=== Task requirements ===
The response must contain every line below in which "this" appears.

(Records from a data source)
>>>

PR #38, opened 2017-05-17
Add recipe for Wisembly AMQP bundle

Taluu:
| Q             | A
| ------------- | ---
| License       | MIT

Integration for Wisembly's AMQP bundle, which offers a slightly different (well not so different now...) than the SwarrotBundle. Works with Swarrot.

### DIFF
--- a/wisembly/amqp-bundle/1.3/manifest.json
+++ b/wisembly/amqp-bundle/1.3/manifest.json
@@ -1,0 +1,11 @@
+{
+    "bundles": {
+        "Wisembly\\AmqpBundle\\WisemblyAmqpBundle": ["all"]
+    },
+    "copy-from-recipe": {
+        "config/": "%CONFIG_DIR%/"
+    },
+    "env": {
+        "AMQP_URL": "amqp://guest:guest@localhost:5672"
+    }
+}
--- a/wisembly/amqp-bundle/1.3/config/packages/wisembly_amqp.yaml
+++ b/wisembly/amqp-bundle/1.3/config/packages/wisembly_amqp.yaml
@@ -1,0 +1,16 @@
+wisembly_amqp:
+    console_path: '%kernel.project_dir%/bin/console'
+    broker: 'oldsound'
+    connections:
+        default: '%env(AMQP_URL)%'
+    gates:
+        # here you should declare all your "gates", which are the cornerstone
+        # of this amqp bundle.
+        #
+        # For each gates declares which queue and which exchange it should
+        # communicate with, if these should be auto_declared, which connection
+        # it should use, ... and so on.
+        acme:
+            auto_declare: true
+            queue: acme_queue
+            exchange: acme_exchange


wisembly/amqp-bundle/1.3/post-install.txt
```diff
@@ -0,0 +1,8 @@
+<bg=blue;fg=white>              </>
+<bg=blue;fg=white> What's next? </>
+<bg=blue;fg=white>              </>
+
+  * <fg=blue>Add</> "gates" to the bundle configuration
```
javiereguiluz: Is this phrase easy to understand for people installing the bundle? I know I don't understand a word of it (*"Add gates to the bundle config"* ?!?!?!) but maybe it's because I'm not skilled in this AMQP thing.

wisembly/amqp-bundle/1.3/etc/packages/amqp.yaml
```diff
@@ -0,0 +1,7 @@
+wisembly_amqp:
```
javiereguiluz: We never add blank lines in the config ... and in this case the config is super small. I think we should remove those blank lines.

wisembly/amqp-bundle/1.3/Makefile
```diff
@@ -0,0 +1,16 @@
...
+	$(error GATE not set)
+endif
+
+gate:
+
+consume: gate $(CONSOLE)
+	$(CONSOLE) wisembly:amqp:consume $(GATE) $(OPTIONS)
+
+publish: gate $(CONSOLE)
+	$(CONSOLE) wisembly:amqp:publish $(GATE) "$(MESSAGE)"
```
stof: why making people define env variables when calling the command instead of using arguments ?

Btw, if arguments are used, I don't think wrapping the Symfony command in the makefile makes much sense, as they would just be proxied directly

Taluu: It's used as in `make consume GATE=my-gate` or `make publish GATE=my-gate MESSAGE=""`, but I also thought it would be overkill (the `GATE` env var is required though).

This is the only way I could find to use "arguments" in the Makefile, but then you are probably right by saying that this would be overkill, and better to directly use the command instead... but then, should in the Makefile only be commands without required arguments ?

wisembly/amqp-bundle/1.3/post-install.txt
Taluu: It's actually the concept of the bundle, not AMQP. 

I thought I documented that, but it doesn't seem to be the case, so indeed, only those familiar with the bundle (not a lot of people currently TBH) would understand that. I'll document that.

wisembly/amqp-bundle/1.3/etc/packages/amqp.yaml
Taluu: fixed

wisembly/amqp-bundle/1.3/Makefile
stof: well, this is also why we don't want to proxy all commands through the Makefile: we loose the possibility to use options to refine the command (and so people still need to know the actual command to use it with options or to see the help of the command, which relies on passing the `-h` option).
We provide Makefile commands for tasks which involve multiple Symfony commands, or additional command not being part of the Symfony console

wisembly/amqp-bundle/1.3/manifest.json
```diff
@@ -0,0 +1,13 @@
+{
+    "bundles": {
+        "Wisembly\\AmqpBundle\\WisemblyAmqpBundle": ["all"]
+    },
+
+    "copy-from-recipe": {
```
Pierstoval: No need for blank lines in the manifest either

Taluu:
Finally took some time to update it. I also added an acme "gate" with some explanation in the generated config file.

wisembly/amqp-bundle/1.3/post-install.txt
Taluu: Documented here : https://github.com/Wisembly/AMQPBundle#concept-of-gates

Taluu: But as I added a acme gate example and documented it a bit more in the config file, I think that the post-install is now unnecessary now.

fabpot: Please remove it then. We try to limit display during installation as much as possible as it's not permanent.

fabpot:

wisembly/amqp-bundle/1.3/config/packages/amqp.yaml
```diff
@@ -0,0 +1,16 @@
+wisembly_amqp:
+    console_path: '%kernel.project_dir%/bin/console'
+    broker: 'oldsound'
+    connections:
+        default: '%env(AMQP_URI)%'
```
fabpot: We are using `DATABASE_URL` or `MAILER_URL`, so what about using `AMQP_URL` here?

Taluu: Changed.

<<<

=== Your solution ===
+        # of this amqp bundle.
javiereguiluz: Is this phrase easy to understand for people installing the bundle? I know I don't understand a word of it (*"Add gates to the bundle config"* ?!?!?!) but maybe it's because I'm not skilled in this AMQP thing.
javiereguiluz: We never add blank lines in the config ... and in this case the config is super small. I think we should remove those blank lines.
This is the only way I could find to use "arguments" in the Makefile, but then you are probably right by saying that this would be overkill, and better to directly use the command instead... but then, should in the Makefile only be commands without required arguments ?
stof: well, this is also why we don't want to proxy all commands through the Makefile: we loose the possibility to use options to refine the command (and so people still need to know the actual command to use it with options or to see the help of the command, which relies on passing the `-h` option).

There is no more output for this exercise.